> EXERCISE DETAILS: Find the line with "One longer format, not" and the line with "ikesau: These notices" in the entries below; output exactly those two lines, every line between them, and no others.

===== AVAILABLE RECORDS

PR #6959, opened 2026-08-10
🎉🤖 explain time tolerance in the chart's note

sophiamersmann:

Supersedes #6743 

Joe & Este found the info icon too subtle. The tolerance notice should be on screen and is appended to Grapher’s note in this PR.

The tolerance note is only shown when it applies to the currently active view, i.e. at least one of the currently plotted entities has a tolerance value for the currently selected year.

The main problem with this approach is that the note appears and disappears as you drag the time slider. This causes layout jumps that also affect the time slider itself, so the drag target can jump away underneath you.

What I tried to get rid of the layout shift:

* I tried moving the note above the slider (below the subtitle, in one of the chart corners, below or above the chart), but it all looked weird. The note is the best place for it.
* I tried reserving space for the tolerance notice even when it isn’t shown for the selected year, but that introduced weird whitespace that looked buggy and also unnecessarily ate into the available space for the chart.
* I also tried simply always showing the note, but that’s inaccurate in some cases even when carefully worded. We don’t want to talk about tolerance when it isn’t relevant for the current view.

So, in the end, I landed on this solution to make the layout shift less bad: the note is frozen during a timeline drag. While you’re dragging, the notice can be momentarily stale (it holds whatever was true when you grabbed the handle) and updates on release. The same applies when the timeline is animated.

Wording

When a single year is plotted:

> Where data for 2009 is unavailable, the value from the closest year between 2006 and 2010 is shown instead.

When two time points are plotted:

> Where data is unavailable, the closest value within 3 years is shown instead.

### Shape

New `packages/@ourworldindata/grapher/src/chart/ToleranceNotice.ts` holds `makeToleranceNotice({ inputTable, transformedTable, columns, timeTolerance, toleranceStrategy })`, which is what each chart state calls, over three helpers:

- `formatToleranceNotice({ timeColumn, timeTolerance, timeRange, toleranceStrategy })` — builds the sentence. `timeColumn` is the time column of the table the chart draws; `timeRange` is the first and last time in its unfiltered data, so the window doesn't collapse as the timeline moves.
- `columnsWithToleranceApplied(table, columns)` — of the given columns, those with a value that sits at a different time from the one it's shown for, by comparing the column's values against its `originalTime` column.
- `getMaxConfiguredTolerance(columns)` — the widest tolerance across the columns a chart matches values over, taken over the columns that were substituted rather than all of them.

The sentence is chosen in this order:

1. No tolerance, no time column, or no times at all → no notice.
2. The data covers a single time → no notice; tolerance can't substitute anything.
3. The tolerance spans the whole dataset → "…the closest value is shown instead", because indicators configured that way use a sentinel like `9999`, which would otherwise read as "within 9999 years".
4. The chart plots exactly one time and the data is yearly → the detailed sentence, with the window clipped to the data's first and last year and to the direction the tolerance reaches. A one-directional window at the edge of the data reaches nothing, so that case gets no notice either.
5. Otherwise → "…the closest value within 3 years is shown instead".

Each opting-in `*ChartState` exposes `toleranceNotice` (added to `ChartInterface`), which names only what is chart-specific:

```ts
@computed get toleranceNotice(): string | undefined {
    return makeToleranceNotice({
        inputTable: this.inputTable,
        transformedTable: this.transformedTable,
        columns: this.yColumns,
    })
}
```

`makeToleranceNotice` returns early when none of those columns has a tolerance configured, so those charts never pay for the row scan.

`GrapherState` merges it into the authored note as `effectiveNote`, which `Footer` now reads instead of `note`. The two are run together as sentences, terminating the authored note if the author didn't, so the notice doesn't read as part of it.

### The year comes from the times the chart plots

There is no per-chart-type "am I a single-year chart" flag: `formatToleranceNotice` reads `timeColumn.uniqTimesAsc` off the table the chart draws. One time means the chart is labelled with that year; a slope, time-range dumbbell or faceted map holds two, and a connected scatter more. This keeps the notice correct by construction — a chart type that changes what it plots (as the dumbbell did in #6961) carries the notice along with it.

### Direction

The window is stated as a range that excludes the year on screen, since that year having no data is the premise: "between 2006 and 2010" where it reaches both ways, "between 2007 and 2009" where it only reaches back, and — where it leaves a single year — "2009". That last case also catches a wide tolerance clipped by a short dataset (data 2022–2023, tolerance 3 → "the value from 2022").

`ToleranceStrategy` (`closest` | `backwards` | `forwards`) is resolved by `MapChartState` the same way `interpolateColumnWithTolerance` resolves it — `mapConfig.toleranceStrategy ?? mapColumn.toleranceStrategy` — and clamps one side of the window to the target year. The map is the only caller that passes one, since nothing populates the column-level strategy today; the parameter defaults to `closest`. The plainer sentences carry the direction as an adjective instead: "the closest earlier value within 3 years", "the closest later value".

### "On screen" is decided by the table

`columnsWithToleranceApplied` is called with a table already narrowed to what's visible. Chart types whose transform filters to the selected entities get that for free; the map narrows to the active continent itself via `transformedTableForActiveRegion` when zoomed in 2D. There's no separate entity-list parameter — the table is the single source of truth for what counts.

### Freezing during timeline interaction

`GrapherState.frozenToleranceNotice` stores the notice as of the start of an interaction. It's boxed (`{ notice: string | undefined }`) so that freezing an *absent* notice is distinguishable from not freezing at all — otherwise a notice that wasn't showing when the drag started would appear mid-drag, which is what the freeze exists to prevent. A reaction in `Grapher` drives it from `isTimelineInteractionActive`.

### Performance

`columnsWithToleranceApplied` reads the raw column store and moves on to the next column at the first deviation. Two nicer-reading versions were benchmarked and rejected: `column.owidRows` (~3x slower warm, 40–140x cold, since it materializes an object per row) and `times.some()` (~3x slower, one call per row). Worst case is a chart with a tolerance where nothing was substituted, which visits every row: ~0.05 ms on a 28k-row table.

### `OwidTable` changes

- New `timeRange` getter: `[Time, Time]`, or `undefined` if the table has no times.
- `minTime` and `maxTime` are now both `Time | undefined`. `minTime` previously cast its `undefined` away with `as Time` while `maxTime` didn't — the runtime behaviour is unchanged, but the `?? 0` / `?? 1900` / `?? 2000` fallbacks already in `DumbbellChartState`, `SlopeChartState` and `ScatterPlotChart` are now backed by the type instead of contradicting it.
- `filterByTimeRange` goes through `timeRange`, which drops the two `this.maxTime!` assertions it used to need.

### Also in this PR

Removes an unused `IRFragment` export from `@ourworldindata/components`. Leftover from an earlier approach to this feature; the class is only used inside its own package.

### Tests

`ToleranceNotice.test.ts` covers the sentence's branches directly: the detailed sentence and its clipping, the backwards-only and forwards-only windows (both from sitting at the edge of the data and from a one-directional strategy), the single-year window, a one-directional window with nothing to reach, the plainer sentence with and without a direction, a monthly indicator's tolerance stated in days, the unbounded sentinel, and the absent cases.

`GrapherState.test.ts` covers the integration on a map: the exact sentence, appearing and disappearing as the timeline moves between years with and without gaps, the freeze during a drag, gaps in unselected entities being ignored (via a slope chart), a gapless chart tab staying silent, and the four `effectiveNote` composition rules.

Not covered, if a reviewer wants more: the notice being wired up in each individual chart state (only the map and slope are exercised end to end), a faceted map falling back to the plainer sentence, and the scatter's relative-mode case described above.

</details>

### DIFF
--- a/packages/@ourworldindata/core-table/src/OwidTable.ts
+++ b/packages/@ourworldindata/core-table/src/OwidTable.ts
@@ -16,6 +16,7 @@ import {
 } from "@ourworldindata/utils"
 import {
     Time,
+    TimeRange,
     TransformType,
     CoreColumnStore,
     Color,
@@ -109,7 +110,7 @@ export class OwidTable extends CoreTable<OwidRow, OwidColumnDef> {
     }
 
     /** The first and last time in the table, undefined if it has no times */
-    @imemo get timeRange(): [Time, Time] | undefined {
+    @imemo get timeRange(): TimeRange | undefined {
         const { minTime, maxTime } = this
         if (minTime === undefined || maxTime === undefined) return undefined
         return [minTime, maxTime]
--- a/packages/@ourworldindata/core-table/src/OwidTable.ts
+++ b/packages/@ourworldindata/core-table/src/OwidTable.ts
@@ -100,12 +100,19 @@ export class OwidTable extends CoreTable<OwidRow, OwidColumnDef> {
         return this.entityIdColumn.slug
     }
 
-    @imemo get minTime(): Time {
-        return _.min(this.allTimes) as Time
+    @imemo get minTime(): Time | undefined {
+        return _.min(this.allTimes)
     }
 
-    @imemo get maxTime(): number | undefined {
+    @imemo get maxTime(): Time | undefined {
         return _.max(this.allTimes)
+    }
+
+    /** The first and last time in the table, undefined if it has no times */
+    @imemo get timeRange(): [Time, Time] | undefined {
+        const { minTime, maxTime } = this
+        if (minTime === undefined || maxTime === undefined) return undefined
+        return [minTime, maxTime]
     }
 
     @imemo private get allTimes(): Time[] {
@@ -207,16 +214,20 @@ export class OwidTable extends CoreTable<OwidRow, OwidColumnDef> {
     filterByTimeRange(start: TimeBound, end: TimeBound): this {
         if (this.isBlank) return this
 
-        // We may want to do this time adjustment in Grapher instead of here.
-        const adjustedStart = start === Infinity ? this.maxTime! : start
-        const adjustedEnd = end === -Infinity ? this.minTime : end
-        // todo: we should set a time column onload so we don't have to worry about it again.
+        // Nothing to filter by if the table has no times
+        if (!this.timeRange) return this
+        const [minTime, maxTime] = this.timeRange
+
+        // We may want to do this time adjustment in Grapher instead of here
+        const adjustedStart = start === Infinity ? maxTime : start
+        const adjustedEnd = end === -Infinity ? minTime : end
+        // TODO: we should set a time column onload so we don't have to worry about it again
         const timeColumnSlug = this.timeColumn?.slug || OwidTableSlugs.Time
 
         const description = `Keep only rows with Time between ${adjustedStart} - ${adjustedEnd}`
 
         // perf: if the time range is greater than the table's time range, we can skip the filter
-        if (adjustedStart <= this.minTime && adjustedEnd >= this.maxTime!)
+        if (adjustedStart <= minTime && adjustedEnd >= maxTime)
             return this.noopTransform(description).sortedByTime
 
         return this.columnFilter(
--- a/packages/@ourworldindata/grapher/src/chart/ToleranceNotice.ts
+++ b/packages/@ourworldindata/grapher/src/chart/ToleranceNotice.ts
@@ -7,12 +7,47 @@ import {
     ColumnSlug,
     Time,
     TimeInterval,
+    TimeRange,
     ToleranceStrategy,
 } from "@ourworldindata/types"
 import { isSubYearly } from "@ourworldindata/utils"
 
-/** The sentence explaining the chart's tolerance, if it has one worth stating */
+/**
+ * The notice a chart should show, if it has a tolerance worth stating and any
+ * value it plots is actually filled in from another time.
+ */
 export function makeToleranceNotice({
+    inputTable,
+    transformedTable,
+    columns,
+    timeTolerance,
+    toleranceStrategy,
+}: {
+    inputTable: OwidTable
+    transformedTable: OwidTable
+    columns: CoreColumn[]
+    timeTolerance?: number
+    toleranceStrategy?: ToleranceStrategy
+}): string | undefined {
+    const tolerance =
+        timeTolerance ??
+        Math.max(0, ...columns.map((column) => column.tolerance))
+    if (!tolerance) return undefined
+
+    const notice = formatToleranceNotice({
+        timeColumn: transformedTable.timeColumn,
+        timeRange: inputTable.timeRange,
+        timeTolerance: tolerance,
+        toleranceStrategy,
+    })
+    // Skip the scan below when there's no notice for it to caption
+    if (!notice) return undefined
+
+    const slugs = columns.map((column) => column.slug)
+    return hasToleranceApplied(transformedTable, slugs) ? notice : undefined
+}
+
+export function formatToleranceNotice({
     timeColumn,
     timeTolerance,
     timeRange,
@@ -20,7 +55,7 @@ export function makeToleranceNotice({
 }: {
     timeColumn: CoreColumn
     timeTolerance: number
-    timeRange: [Time, Time] | undefined
+    timeRange: TimeRange | undefined
     toleranceStrategy?: ToleranceStrategy
 }): string | undefined {
     if (!timeTolerance || timeColumn.isMissing) return undefined
@@ -51,12 +86,21 @@ export function makeToleranceNotice({
             toleranceStrategy === ToleranceStrategy.backwards
                 ? targetTime
                 : Math.min(targetTime + timeTolerance, lastTime)
+
+        // The target year has no data, so a window ending on it stops a year short
+        const start = from === targetTime ? from + 1 : from
+        const end = to === targetTime ? to - 1 : to
+
         // A one-directional window at the edge of the data reaches nothing
-        if (from === targetTime && to === targetTime) return undefined
+        if (start > end) return undefined
 
-        const window = formatToleranceWindow(timeColumn, targetTime, [from, to])
+        const format = (time: Time): string => timeColumn.formatTime(time)
+        const window =
+            start === end
+                ? format(start)
+                : `the closest year between ${format(start)} and ${format(end)}`
 
-        return `Where data for ${timeColumn.formatTime(targetTime)} is unavailable, the value from ${window} is shown instead.`
+        return `Where data for ${format(targetTime)} is unavailable, the value from ${window} is shown instead.`
     } else {
         // "closest", plus the direction where the tolerance only looks one way
         const closest =
@@ -84,9 +128,9 @@ export function makeToleranceNotice({
 
 /**
  * Whether any value in the given columns is filled in from a different time
- * than the one it's shown for. Typically called with a `tranformedTable`.
+ * than the one it's shown for. Typically called with a `transformedTable`.
  */
-export function hasToleranceApplied(
+function hasToleranceApplied(
     table: OwidTable,
     columnSlugs: ColumnSlug[]
 ): boolean {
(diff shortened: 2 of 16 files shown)


sophiamersmann:
* **#6959** <a href="https://app.graphite.com/github/pr/owid/owid-grapher/6959?utm_source=stack-comment-icon" target="_blank">Graphite</a> 👈 <a href="https://app.graphite.com/github/pr/owid/owid-grapher/6959?utm_source=stack-comment-view-in-graphite" target="_blank">(View in Graphite)</a>
* **#6961** <a href="https://app.graphite.com/github/pr/owid/owid-grapher/6961?utm_source=stack-comment-icon" target="_blank">Graphite</a>
* `master`


<h2></h2>

packages/@ourworldindata/grapher/src/mapCharts/MapChartState.ts
```diff
@@ -317,6 +336,35 @@ export class MapChartState implements ChartState, ColorScaleManager {
...
+    }
+
+    /** Whether any value shown right now is filled in from another time */
+    @computed private get isToleranceApplied(): boolean {
+        // Skip the scan below when there's no notice for it to caption
+        if (!this.toleranceNoticeIfApplied) return false
+
+        return hasToleranceApplied(this.transformedTableForActiveRegion, [
+            this.mapColumnSlug,
+        ])
```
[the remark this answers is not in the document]
sophiamersmann: Addressed in a separate PR

packages/@ourworldindata/grapher/src/dumbbellCharts/DumbbellChartState.ts
```diff
@@ -354,6 +359,29 @@ export class DumbbellChartState implements ChartState {
...
+            timeTolerance: getMaxConfiguredTolerance(this.yColumns),
+        })
+    }
+
+    /** Whether any value shown right now is filled in from another time */
+    @computed private get isToleranceApplied(): boolean {
+        // Skip the scan below when there's no notice for it to caption
+        if (!this.toleranceNoticeIfApplied) return false
+
+        return hasToleranceApplied(this.transformedTable, this.yColumnSlugs)
```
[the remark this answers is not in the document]
sophiamersmann: Addressed in a separate pr

packages/@ourworldindata/core-table/src/OwidTable.ts
```diff
@@ -207,16 +214,20 @@ export class OwidTable extends CoreTable<OwidRow, OwidColumnDef> {
...
-        const adjustedEnd = end === -Infinity ? this.minTime : end
-        // todo: we should set a time column onload so we don't have to worry about it again.
+        // Nothing to filter by if the table has no times
+        if (!this.timeRange) return this
+        const [minTime, maxTime] = this.timeRange
+
+        // We may want to do this time adjustment in Grapher instead of here
+        const adjustedStart = start === Infinity ? maxTime : start
+        const adjustedEnd = end === -Infinity ? minTime : end
+        // TODO: we should set a time column onload so we don't have to worry about it again
```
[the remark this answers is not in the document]
sophiamersmann: I just upper-cased it

packages/@ourworldindata/core-table/src/OwidTable.ts
```diff
@@ -100,14 +100,21 @@ export class OwidTable extends CoreTable<OwidRow, OwidColumnDef> {
         return this.entityIdColumn.slug
     }
 
-    @imemo get minTime(): Time {
-        return _.min(this.allTimes) as Time
+    @imemo get minTime(): Time | undefined {
+        return _.min(this.allTimes)
```
sophiamersmann, line 105: Drive-by change; I don't think the assertion was safe (also inconsistent to do this for minTime, but not for maxTime)

packages/@ourworldindata/grapher/src/chart/ToleranceNotice.ts
```diff
@@ -0,0 +1,151 @@
...
+            : undefined
+
+    const [firstTime, lastTime] = timeRange
+
+    // Tolerance can't be applied if the chart only has a single time
+    if (firstTime === lastTime) return undefined
+
+    // Detailed notice for a chart with yearly data that plots a single year,
+    // all other cases (time range plotted, sub-yearly data) use a simpler notice
+    if (targetTime !== undefined && !isSubYearly(timeColumn.timeInterval)) {
```
sophiamersmann, line 84: Sub-yearly data gets a simpler note because spelling out the window is overly specific for daily data (I think)

packages/@ourworldindata/grapher/src/scatterCharts/ScatterPlotChartState.ts
```diff
@@ -432,6 +437,47 @@ export class ScatterPlotChartState implements ChartState, ColorScaleManager {
...
+    /** The notice itself, regardless of whether it currently applies */
+    @computed private get toleranceNoticeIfApplied(): string | undefined {
+        // Time scatters plot time itself on the x axis, so there's no target
+        // time a value could be missing for
+        if (this.isTimeScatter) return undefined
+
+        return makeToleranceNotice({
+            timeColumn: this.transformedTable.timeColumn,
+            timeRange: this.inputTable.timeRange,
+            timeTolerance: getMaxConfiguredTolerance(this.toleranceColumns),
```
sophiamersmann: Just grabbing the bigger tolerance for practicality

packages/@ourworldindata/grapher/src/chart/ToleranceNotice.ts
```diff
@@ -0,0 +1,151 @@
...
+    // its data, which is the norm: charts default to the latest year
+    const isLookingAhead = to > targetTime
+    const bound = isLookingAhead ? to : from
+
+    // Name the year itself where the window leaves just the one
+    if (Math.abs(bound - targetTime) === 1) return format(bound)
+
+    return isLookingAhead
+        ? `the closest year up to ${format(to)}`
+        : `the closest year back to ${format(from)}`
```
sophiamersmann: I wasn't sure how to word this when the tolerance is applied one-sided - please help 🙏🏻

ikesau: Yeah this is tricky because it needs to be so terse. I would check with Joe and Este.

One longer format, not sure if it's worth it / better:
- `earliest year between 1500 and 1510 where data is available`
- `latest year between  2020 and 2023 where data is available`

ikesau: These notices themselves could have tooltips in interactive mode to further explain how tolerance works if necessary, I suppose, or we could write a small article about it.

packages/@ourworldindata/grapher/src/chart/ToleranceNotice.ts
```diff
@@ -0,0 +1,151 @@
...
+import {
+    ColumnSlug,
+    Time,
+    TimeInterval,
+    ToleranceStrategy,
+} from "@ourworldindata/types"
+import { isSubYearly } from "@ourworldindata/utils"
+
+/** The sentence explaining the chart's tolerance, if it has one worth stating */
+export function makeToleranceNotice({
```
ikesau, line 18: There's a discrepancy here on "available value" vs "value"

Image

Image

Maybe there's a reason that they're different that I'm not realizing, but if you wanted to be consistent, you could say `Where data for 1822 is unavailable, the closest available value from between 1812 and 1832 is shown instead.` instead?

Or maybe, better yet, just check this stuff with Joe and Este. 😅

ikesau (approved):
Nice work. I sat and thought about ways to cut this gordian knot but I think you're right that (minimized) reflow is a necessary sacrifice.

I QA'd each of the cases the code alluded to, but didn't comb through the code with a fine-toothed comb. Lmk if you want a more detailed double-check

packages/@ourworldindata/grapher/src/chart/ToleranceNotice.ts
sophiamersmann: That's a good catch - I didn't mean to drop the 'available' in those cases.

The most common sentence `Where data for {year} is unavailable, the value from the closest year between {year_min} and {year_max} is shown instead.` was suggested by Ed, the edge cases around are free-styled.

packages/@ourworldindata/grapher/src/chart/ToleranceNotice.ts
sophiamersmann: Yeah, tooltips have been suggested to me elsewhere as well. I experimented with it, but didn’t really see the point — I think the note as-is explains what happens quite well? Or, at least it should, I think. Anyway, I gave up on that because I wanted to focus on getting the note itself over the finish line.

sophiamersmann: Ok, I'll ask Ed about these ones (he proposed the wording) because this one is a pretty common case

ikesau: Yeah I doubt anyone could make the case that tooltips or articles are _necessary_. I just love [inside baseball](https://en.wikipedia.org/wiki/Inside_baseball_(metaphor)). 😅

packages/@ourworldindata/grapher/src/chart/ToleranceNotice.ts
ikesau: Yeah... in a sense "available" is redundant. How could it be used if it isn't available? But somehow I think it communicates more clearly when present.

==========

> SOLVED EXERCISE:
One longer format, not sure if it's worth it / better:
- `earliest year between 1500 and 1510 where data is available`
- `latest year between  2020 and 2023 where data is available`

ikesau: These notices themselves could have tooltips in interactive mode to further explain how tolerance works if necessary, I suppose, or we could write a small article about it.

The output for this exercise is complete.